Some gins have taken action. One several years ago told growers delivering sticky cotton to the gin to either take their cotton to another roller gin or have it saw ginned there which would greatly reduce the value of the extra-long staple Pima.

This year, two gins are changing their bylaws to move sticky cotton processing to the end of the ginning season and charging its producers added costs. At the season end, the cost of processing the sticky cotton would be compared to non-sticky cotton, and the sticky cotton grower would be financially penalized.

“This is exciting news and a move in the right direction in addressing the problem,” he added.

Growing acreage

Despite these challenges, American Pima cotton primarily grown in the San Joaquin Valley continues in big demand. Last year’s crop was 31 percent larger than the year before and 2017-2018 crop acres will be up by 32 percent from the previous year, according to USDA.

The agency is calling this year’s California acreage 38 percent larger. California produces more than 90 percent of the U.S. ELS crop. Arizona, Texas, and New Mexico also grow American Pima.

Of California’s almost 300,000 acres of cotton, more than 200,000 are planted in American Pima.

The crop reporting service is projecting a crop of 770,000 bales. However, growing season challenges will likely reduce that number to 725,000-730,000 bales, according to Lewkowitz.

Demand for last season’s crop exceeded early season projections by more than 80,000 bales, resulting in a carryover of just 42,800 bales.

Early season export sales are strong for this year’s crop with about 200,000 bales ordered through only two weeks of the crop year.
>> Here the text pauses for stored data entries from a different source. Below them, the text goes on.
PR #2571, opened 2020-06-25
Use emotion in layout

rupertbates:
## Why are you doing this?
A follow up to #2547 to replace the scss styling in the `CheckoutLayout` component with emotion.

There is still one bit of scss used by the related `Content` component which is a bit more complicated to remove because of the way that it applies a multiline border to all of it's children but this gets us most of the way there.


support-frontend/assets/components/subscriptionCheckouts/layoutStyles.js
```diff
@@ -0,0 +1,49 @@
+// @flow
+
+import { css } from '@emotion/core';
+import { from } from '@guardian/src-foundations/mq';
+import { space } from '@guardian/src-foundations';
+import { neutral } from '@guardian/src-foundations/palette';
+
+export const mainCss = css`
+  max-width: ${space[280]}px;
```
lucymonie, line 9: Does this work? This isn't how I understand `space`, but I may have misunderstood!

rupertbates: No it didn't! Have fixed it.

Issue #5571, opened 2023-12-20
Referrer set to `origin` when redirecting from `/contribute` => `/uk/contribute`


jamesgorrie:
When a reader:
- visits `https://www.theguardian.com/path/to/article`
- links through to `https://support.theguaridan.com/contribute`
- and is redirected to a geolocated `/uk/contribute`

The referrer sent from `/contribute` to `/uk/contribute` is the domain only i.e. `https://www.theguardian.com`. 

This is because [we use](https://github.com/guardian/support-frontend/blob/main/support-frontend/app/wiring/AppComponents.scala#L50) [the securityHeadersFilter](https://www.playframework.com/documentation/2.9.x/SecurityHeaders#Configuring-the-security-headers) which sets the `Referrer-Policy` header to `origin-when-cross-origin, strict-origin-when-cross-origin` for all requests in `support-frontend` including redirects.

While this _feels_ like it shouldn't make a difference as we are going from `www` -> `support` -> `support`, only the domain of the `cross-origin` `Referrer` header gets sent to the `/uk/contribute` as the referrer is carried over from the original request to the redirect, and considered `cross-origin`. Maybe this diagram can make it a little more clear

```mermaid
sequenceDiagram
    person->>www: https://www.theguardian.com/path/to/thing
    www->>person: Referrer-Policy: no-referrer-when-downgrade
    person->>support: https://support.theguardian.com/contribute
    Note over person,support: Referrer: https://www.theguardian.com/path/to/thing
    support->>person: Referrer-Policy: origin-when-cross-origin, strict-origin-when-cross-origin
    Note over person,support: 301 Location: https://support.theguardian.com/uk/contribute
    person->>support: https://support.theguardian.com/uk/contribute
    Note over person,support: Referrer: https://www.theguardian.com/
```

The integral step here is the last step. As the client has been told:
- The full referrer you have is `https://www.theguardian.com/path/to/thing`
- The URL you're being pointed to is `https://support.theguardian.com/uk/contribute` i.e. [cross-origin](https://developer.mozilla.org/en-US/docs/Web/Security/Same-origin_policy#definition_of_an_origin) (different host)
- The server has sent the `Referrer-Policy: origin-when-cross-origin, strict-origin-when-cross-origin`
- Next response, send only the domain for the referrer i.e. https://www.theguardian.com

[Trello card](https://trello.com/c/QJDeEMHs/1746-spike-referrer-header-altered-on-georedirects).

PR #5573, opened 2023-12-28
feat: Relax referrer-policy on redirects in support-frontend

jamesgorrie:
Relaxes the [Referrer-Policy](https://developer.mozilla.org/en-us/docs/web/http/headers/referrer-policy) to `no-referrer-when-downgrade` when we return redirects from the App.

## Why are you doing this?
This will allow the whole origin to be maintained when coming from `www.theguardian.com`, which will in turn allow us to analyse which articles or sections people are coming from when editors use geo-redirected routes e.g. `/contribute`.

The issue is described in more detail here https://github.com/guardian/support-frontend/issues/5571

[**Trello Card**](https://trello.com/c/QJDeEMHs/1746-spike-referrer-header-altered-on-georedirects)

## How to test
Follow from a site to a redirected URL, and see if the full `Referrer` header is maintained through to the redirected URL e.g. `/uk/contribute`.

I've currently `@Ignore`d the test as we have no precedence for testing filters and the new test is borking on logging with the error `java.lang.ClassCastException: class org.slf4j.helpers.NOPLoggerFactory cannot be cast to class ch.qos.logback.classic.LoggerContext (org.slf4j.helpers.NOPLoggerFactory and ch.qos.logback.classic.LoggerContext are in unnamed module of loader 'app')`. I am finding this hard to debug.

We can analyse with more granularity where traffic from `www.` => `support.` is coming from.


jamesgorrie:
I've removed the spec for now so we an start collecting this data.

jamesgorrie:
When visiting https://support.theguardian.com/contribute from [here](https://www.theguardian.com/environment/2023/nov/28/guardian-environment-pledge-2023) - the referrer is no `https://www.theguardian.com/environment/2023/nov/28/guardian-environment-pledge-2023`.

Screenshot 2024-01-04 at 10 18 14

mchv:
Nice one @jamesgorrie 💎

PR #5574, opened 2023-12-29
Update headline copy and ticker headline visibility

iainjchambers-guardian:
Updating the checkout headline copy displayed as part of the US end of year campaign and hiding the text above the ticker

[**Trello Card**](https://trello.com/c/hgJRjICX/1748-update-headline-copy-for-us-eoy-campaign)

## Why are you doing this?
With the year ended, the copy **Make a year-end gift to the Guardian** won't make sense, so it needs to be updated to something that will. Same goes for the text above the ticker that appears on mobile. 

## Screenshots
| Before | After |
| --- | --- |
| image image  | image image |

### DIFF
--- a/support-frontend/assets/components/ticker/ticker.tsx
+++ b/support-frontend/assets/components/ticker/ticker.tsx
@@ -87,7 +87,9 @@ export function Ticker(props: TickerProps): JSX.Element {
 
 	return (
 		<div>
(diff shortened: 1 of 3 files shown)


shtukas (approved):

iainjchambers-guardian:
No need to merge this as the goal has been met and the campaign switched off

Final exports are expected to reach 650,000 bales.

The demand for American Pima has increased through the entire downstream supply chain on a global basis.

Top global buyers

India has moved into the No. 1 export sales slot, replacing China, which is producing more high quality cotton. Egyptian cotton had been the premium fiber of choice in India, but American Pima has made great inroads in the country of 1.2 billion people, 400,000 of whom are middle class.

Lewkowitz said Indian consumers are very aware of cotton as comfortable clothing in India’s climate.

Supima partners

Supima now has 400-plus licensees in 41 countries which pay an annual royalty to use the Supima label.

“People want to partner with Supima,” said Ted Sheely, Kings County cotton producer and Supima board chairman. “Our goal is to make a better product and tell a better story. I am proud to see the tremendous range of products made by our cotton.”

Supima’s promotional efforts continue to add new, major brands including Banana Republic, GAP, Levi’s, Everlane, J Brand, and Stance for apparel; plus Casper and Malouf for home textiles.